*Given data*.
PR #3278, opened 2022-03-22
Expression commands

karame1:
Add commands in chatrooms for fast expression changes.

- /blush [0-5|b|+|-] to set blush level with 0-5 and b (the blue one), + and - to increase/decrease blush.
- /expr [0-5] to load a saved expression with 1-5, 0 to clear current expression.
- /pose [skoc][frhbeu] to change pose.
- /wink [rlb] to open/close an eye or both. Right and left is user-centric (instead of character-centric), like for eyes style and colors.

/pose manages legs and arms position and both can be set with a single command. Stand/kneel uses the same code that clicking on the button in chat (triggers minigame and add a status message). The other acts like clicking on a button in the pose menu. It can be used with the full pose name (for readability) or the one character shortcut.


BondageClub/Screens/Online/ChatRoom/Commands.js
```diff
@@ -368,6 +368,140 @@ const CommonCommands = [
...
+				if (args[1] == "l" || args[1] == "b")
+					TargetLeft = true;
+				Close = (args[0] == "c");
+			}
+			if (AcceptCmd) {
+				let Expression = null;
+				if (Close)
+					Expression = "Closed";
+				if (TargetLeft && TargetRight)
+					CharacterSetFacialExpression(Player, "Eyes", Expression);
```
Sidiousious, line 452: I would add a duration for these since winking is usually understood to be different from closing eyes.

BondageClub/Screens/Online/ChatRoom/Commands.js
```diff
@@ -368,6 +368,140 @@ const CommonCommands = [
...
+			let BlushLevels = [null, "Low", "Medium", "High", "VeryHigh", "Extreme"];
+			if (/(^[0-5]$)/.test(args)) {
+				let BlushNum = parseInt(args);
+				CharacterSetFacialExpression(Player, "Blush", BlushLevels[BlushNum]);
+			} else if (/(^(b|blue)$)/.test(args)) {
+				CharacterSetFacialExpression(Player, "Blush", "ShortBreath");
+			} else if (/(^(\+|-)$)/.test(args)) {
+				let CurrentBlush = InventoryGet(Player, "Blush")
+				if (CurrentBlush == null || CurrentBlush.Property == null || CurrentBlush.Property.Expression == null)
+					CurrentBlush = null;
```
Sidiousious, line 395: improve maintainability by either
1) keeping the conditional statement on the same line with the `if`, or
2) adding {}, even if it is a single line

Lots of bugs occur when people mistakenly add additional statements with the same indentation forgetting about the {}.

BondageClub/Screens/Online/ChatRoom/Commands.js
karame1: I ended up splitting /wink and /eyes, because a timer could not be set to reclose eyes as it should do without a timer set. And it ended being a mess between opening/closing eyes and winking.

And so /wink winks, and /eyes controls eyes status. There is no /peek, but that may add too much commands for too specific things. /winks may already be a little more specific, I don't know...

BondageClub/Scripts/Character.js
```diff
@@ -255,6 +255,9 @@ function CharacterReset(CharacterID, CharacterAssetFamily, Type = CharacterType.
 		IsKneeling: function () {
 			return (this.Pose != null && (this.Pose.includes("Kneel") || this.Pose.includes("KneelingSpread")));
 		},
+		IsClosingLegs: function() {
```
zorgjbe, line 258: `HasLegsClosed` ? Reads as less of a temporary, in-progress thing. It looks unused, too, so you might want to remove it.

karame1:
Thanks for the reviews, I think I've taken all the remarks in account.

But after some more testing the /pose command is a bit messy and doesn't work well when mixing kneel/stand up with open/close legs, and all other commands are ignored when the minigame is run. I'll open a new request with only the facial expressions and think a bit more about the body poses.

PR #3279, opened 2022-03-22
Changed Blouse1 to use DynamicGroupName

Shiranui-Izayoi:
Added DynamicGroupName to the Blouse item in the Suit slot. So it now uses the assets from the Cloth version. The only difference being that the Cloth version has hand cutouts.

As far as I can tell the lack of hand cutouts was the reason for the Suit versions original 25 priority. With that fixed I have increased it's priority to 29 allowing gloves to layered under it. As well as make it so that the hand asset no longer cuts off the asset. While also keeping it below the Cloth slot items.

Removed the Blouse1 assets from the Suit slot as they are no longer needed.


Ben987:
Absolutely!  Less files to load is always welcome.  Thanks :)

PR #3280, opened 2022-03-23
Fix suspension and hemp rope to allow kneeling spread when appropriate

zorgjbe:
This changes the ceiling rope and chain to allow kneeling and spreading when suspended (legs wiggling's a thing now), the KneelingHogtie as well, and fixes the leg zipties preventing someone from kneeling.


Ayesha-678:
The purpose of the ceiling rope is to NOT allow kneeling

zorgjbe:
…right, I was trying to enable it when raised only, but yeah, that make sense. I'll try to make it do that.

* * *

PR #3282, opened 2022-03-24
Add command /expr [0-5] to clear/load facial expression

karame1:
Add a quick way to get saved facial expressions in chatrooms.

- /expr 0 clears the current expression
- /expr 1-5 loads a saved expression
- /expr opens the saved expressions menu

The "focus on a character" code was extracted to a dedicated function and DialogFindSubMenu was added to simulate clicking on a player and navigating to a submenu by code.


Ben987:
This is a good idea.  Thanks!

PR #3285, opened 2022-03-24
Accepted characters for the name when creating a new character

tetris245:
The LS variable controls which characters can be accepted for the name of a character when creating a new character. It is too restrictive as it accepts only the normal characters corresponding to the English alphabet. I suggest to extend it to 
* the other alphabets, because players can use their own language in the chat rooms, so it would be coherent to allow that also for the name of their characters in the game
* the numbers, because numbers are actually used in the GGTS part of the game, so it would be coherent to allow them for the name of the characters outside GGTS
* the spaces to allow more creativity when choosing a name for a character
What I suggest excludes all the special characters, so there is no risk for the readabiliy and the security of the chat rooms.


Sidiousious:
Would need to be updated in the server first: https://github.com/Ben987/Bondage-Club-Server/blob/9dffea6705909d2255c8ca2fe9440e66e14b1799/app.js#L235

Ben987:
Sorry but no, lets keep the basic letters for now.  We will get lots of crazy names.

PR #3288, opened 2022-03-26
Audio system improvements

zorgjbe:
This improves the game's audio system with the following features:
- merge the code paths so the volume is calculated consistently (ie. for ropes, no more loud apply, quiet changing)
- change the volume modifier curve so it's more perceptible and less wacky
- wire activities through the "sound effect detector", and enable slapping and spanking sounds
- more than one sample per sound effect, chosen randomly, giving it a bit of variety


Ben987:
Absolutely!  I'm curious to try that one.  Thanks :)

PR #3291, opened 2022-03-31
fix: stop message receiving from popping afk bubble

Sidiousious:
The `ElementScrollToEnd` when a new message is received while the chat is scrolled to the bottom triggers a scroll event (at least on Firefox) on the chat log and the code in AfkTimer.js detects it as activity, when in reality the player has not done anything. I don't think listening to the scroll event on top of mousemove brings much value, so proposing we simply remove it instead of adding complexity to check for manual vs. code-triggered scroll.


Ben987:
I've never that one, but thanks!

*What the task requires*.
Reproduce verbatim only the segment of the listing bounded by the line containing "PR #3278, opened 2022-03-22" and the line containing "- /blush [0-5|b|+|-]", with both boundary lines included.

*Response area*.
PR #3278, opened 2022-03-22
Expression commands

karame1:
Add commands in chatrooms for fast expression changes.

- /blush [0-5|b|+|-] to set blush level with 0-5 and b (the blue one), + and - to increase/decrease blush.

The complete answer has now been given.